PR #62, opened 2013-10-01
To / from binary for map and set

russelldb:
The eqc tests collect output of the format

`{{size range}, {percent saving rang}}`

Where size is `{from, to}` eg from set it is the cardinality, so `{10, 20}` means a set with 10-20 elements.
For map size is the `term_to_binary` size `div 10`.

Percent saving of `{20, 30}` means that the `to_binary/1` output is 20-30% smaller than t2b for the same data.

Only when the data type is empty is t2b better (as far as I can tell.)

### DIFF
--- a/src/riak_dt_map.erl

EXERCISE DIRECTIONS: Take each line of the material that contains the word "means" and list it.

COMPLETED TASK:
Where size is `{from, to}` eg from set it is the cardinality, so `{10, 20}` means a set with 10-20 elements.
Percent saving of `{20, 30}` means that the `to_binary/1` output is 20-30% smaller than t2b for the same data.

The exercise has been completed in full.